Does anyone know what exactly this upgrade was supposed to be for??


----------



## BobaBird (Mar 31, 2002)

So this thread doesn't get missed in future searches, the software is called P360. Don't want to mix it up with L(same numbers) for another model.

manicd, looks like you crossed a line (visually, not offensively ) when you checked the Dish software chart.


----------



## IndyCision (Apr 13, 2004)

How about the new System info screen. Is that from 309 or 360?


----------



## James Long (Apr 17, 2003)

We've had the three page system info for a long time.


----------



## harsh (Jun 15, 2003)

manicd said:


> No, but, I didn't really see anything wrong with the last release. (knocks on wood)


I'm still boggled by the amount of time my 508 spends running its hard disk. Seems like it spins up every 30-40 minutes.
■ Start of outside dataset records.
PR #54, opened 2023-09-14
pathogen-repo-build: Wait for AWS Batch jobs to finish

tsibley:
This avoids the disconnect between the success/failure status of a GitHub Actions workflow run and the actual AWS Batch job, which makes for easier reporting and debugging and generally less cognitive dissonance.

GitHub Actions workflow *runs* have a very high max timeout of 35 days, but each *job* in a workflow has a much lower max timeout of 6 hours. Many of our builds should be less than 6 hours¹, but here we support builds up to 24 hours by chaining together 4 GitHub Actions jobs. We can add more jobs to the chain if we need to, but I don't foresee that.

Nearly all of our builds are in public repos, which means they won't consume usage minutes from our GitHub Actions quota. However, they *will* consume concurrency limits from the quota. We were already frequently bumping into the default free-tier quota of 20 concurrent jobs, so adding more long-running jobs (to wait around for the AWS Batch jobs) was a nonstarter until we upgraded to a Team plan with its corresponding quota of 60 concurrent jobs.²

¹ As of 24 Jan, all Batch jobs except one in the prior week were sub 12 hours. The exception was the GISAID ncov-ingest job launched on 16 Jan. Next longest jobs were 10.5 hours, all GenBank ncov-ingest jobs. <https://github.com/nextstrain/private/issues/95#issuecomment-1909155013>

² <https://bedfordlab.slack.com/archives/C7SDVPBLZ/p1705024616778389> <https://github.com/tsibley/blab-standup/blob/HEAD/2023-08-22.md>

---

See also the commit messages of supporting commits leading up to the final commit (above).

## Checklist

- [x] Checks pass

### DIFF
--- a/Makefile
+++ b/Makefile
@@ -1,0 +1,25 @@
+SHELL := /bin/bash -euo pipefail
+.SILENT:
+
+workflows := .github/workflows/*.yaml.in
+
+inputs  := $(sort $(wildcard $(workflows)) $(shell git ls-files --cached -- '$(workflows)'))
+outputs := $(inputs:.in=)
+
+## Regenerate all the things.
+all: $(outputs)
+
+## Regenerate all the things and error if anything changed.
+check: $(outputs)
+	git diff --exit-code --text HEAD -- $(outputs)
+
+## Regenerate an exploded workflow YAML.
+.github/workflows/%.yaml: .github/workflows/%.yaml.in PHONY
+	./devel/regenerate-workflow $<
+
+## Print this help message.
+help:
+	@perl -ne 'print if /^## / ... s/^(?<!##)(.+?):.*/make \1\n/ and not /^#( |$$)/' Makefile
+
+.PHONY: PHONY all check help
+PHONY:
--- a/.gitattributes
+++ b/.gitattributes
@@ -1,0 +1,4 @@
+# This is a large generated file that, while text, it is not useful to
+# routinely show the diff of.  A diff can be forced as needed, e.g. with `git
+# diff --text`.
+/.github/workflows/pathogen-repo-build.yaml -diff
--- a/.github/workflows/ci.yaml
+++ b/.github/workflows/ci.yaml
@@ -74,5 +74,6 @@ jobs:
     runs-on: ubuntu-latest
     steps:
       - uses: actions/checkout@v4
+      - run: make check
       - run: ./devel/check-readme
       - uses: ./actions/shellcheck
--- a/.github/workflows/pathogen-repo-build.yaml
+++ b/.github/workflows/pathogen-repo-build.yaml
@@ -1,8 +1,9 @@
+# DO NOT EDIT - GENERATED
+
 # This workflow is intended to be called by workflows in our various pathogen
 # build repos.  See workflow-templates/pathogen-repo-builds.yaml (a "starter"
 # workflow) in this repo for an example of what the caller workflow looks like.
 name: Pathogen repo build
-
 defaults:
   run:
     # This is the same as GitHub Action's `bash` keyword as of 20 June 2023:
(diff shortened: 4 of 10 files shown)


jameshadfield:
_I'll review this when I'm back for vacation, but no problem if it is merged before then._

Makefile
joverlee521, line 1: _Will continue reviewing the rest of PR tomorrow_

When I try to run `make` locally, I get an error:
```
generating .github/workflows/pathogen-repo-build.yaml
/bin/bash: -c: line 1: syntax error: unexpected end of file
make: *** [.github/workflows/pathogen-repo-build.yaml] Error 2
```

Probably due to older version of Make on macOS (3.81)?

tsibley: Yeah, seems like it probably doesn't support `.ONESHELL`. I'll verify and amend a fix.

tsibley: Yep, I didn't see when it was added, but I confirmed that `.ONESHELL` is not supported by Make 3.81 (and not mentioned in its info doc pages).

tsibley: Also doesn't support `.SHELLFLAGS`. Fixed up in [5a85020](https://github.com/nextstrain/.github/pull/54/commits/5a85020f245bac4e04d923c3fcbb4a4e5d98bb4f), but now in testing I noticed another issue with `git ls-files` version. Will fix that up too.

tsibley: Ok, I ultimately choose to move the multi-line Bash out of the Makefile and make it a separate program. There, it was easier to add improved error/edge case handling and not worry about old Make versions.

joverlee521: Thanks for updating! I can run `make` successfully now.

tsibley:
[Repushed](https://github.com/nextstrain/.github/compare/b8383d3da1a645c9d3a23429b8765b3399eb797e..57eb5e53e628782f9470db2d262e4d5ee1622eae) to fix a linting issue (but not bug per se) that shellcheck in CI found.

joverlee521 (approved):
Very cool use of YAML anchors and references, I will need to spend more time to become familiar with it. I was able to successfully run `make` and use the pre-commit hook. 

The actual changes to the pathogen-repo-build workflow looks good by inspection. I think reasonable to test it out with the ncov-ingest workflows next? 

In our discussion yesterday about standardizing GH Actions for pathogen repos, @jameshadfield raised a good question about whether this will work with your [proposed pathogen-repo-automation workflow](https://github.com/tsibley/blab-standup/blob/master/2024-02-07.md)...My gut feeling is it will _not_ work, but will have to try it out.

tsibley:
I agree testing with ncov-ingest or something like that seems like a good next step. Next week, I'll merge this and arrange for that testing.

tsibley:
Hmm, actually, ncov-ingest and ncov aren't already using this `pathogen-repo-build.yaml` workflow. I don't really want to adapt them to use it right now as part of testing this.

Merging, as I suggested quickly last Friday, will cause [all callers of this workflow](https://github.com/search?q=org%3Anextstrain+%2Fpathogen-repo-build%5B.%5Dyaml%2F+%28path%3A*.yml+OR+path%3A*.yaml%29&type=code) to immediately start using the new version in this PR.

So either we can test in production by merging, fixing anything that crops up… which is probably fine but maybe also breaks the world.

Or I can temporarily modify some subset of callers to point to the workflow on this branch instead and start with more limited testing of real work loads. I'll do that.

tsibley:
[Extracted some data](https://gist.github.com/tsibley/2402348bcef12edab76b94413c2a3908) from calling workflows.

tsibley:
I [modified mpox to use the workflow from this branch](https://github.com/nextstrain/mpox/pull/235). It works for CI.

Then I triggered a manual (trial run) test: https://github.com/nextstrain/mpox/actions/runs/7879309419/job/21499345399

We'll also see what happens tomorrow after daily ingest is run.

tsibley:
[Ingest](https://github.com/nextstrain/mpox/actions/runs/7889341284?check_suite_focus=true) worked this morning.

tsibley:
Merging this today so it's used for all workflows tomorrow morning. Things look good with mpox, so let's go.

tsibley:
Changed the mpox workflows back: https://github.com/nextstrain/mpox/commit/f608152a24f08354af3fcf9af28c8bcbbc034768

tsibley:
Everything overnight looks good:

image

Maybe they think they can wear them out faster that way.


----------



## IndyCision (Apr 13, 2004)

James Long said:


> We've had the three page system info for a long time.


And here I thought I may have found something. :shrug: 
I haven't been in the sys info since there was a problem with the new smart card they did not send me.

Oh well....


----------



## cdoyle (Feb 3, 2005)

harsh said:


> I'm still boggled by the amount of time my 508 spends running its hard disk. Seems like it spins up every 30-40 minutes. Maybe they think they can wear them out faster that way.


That's exactly what I think they are doing. The more that wear out now, the less they have to deal with when Mpeg4 upgrade time approaches. Plus good way to get people off those DVR FEE Free recievers too.


----------



## P Smith (Jul 25, 2002)

Time to forget the P3.09 - P3.60 wide-spread spooling.


----------



## TulsaOK (Feb 24, 2004)

P Smith said:


> Time to forget the P3.09 - P3.60 wide-spread spooling.


I've been declining the option to download P360 until I get an idea what, if anything, it fixes/breaks. Any idea how long it takes for information like that to post?


----------



## manicd (Jan 30, 2003)

I think I might have noticed a change with P3.09.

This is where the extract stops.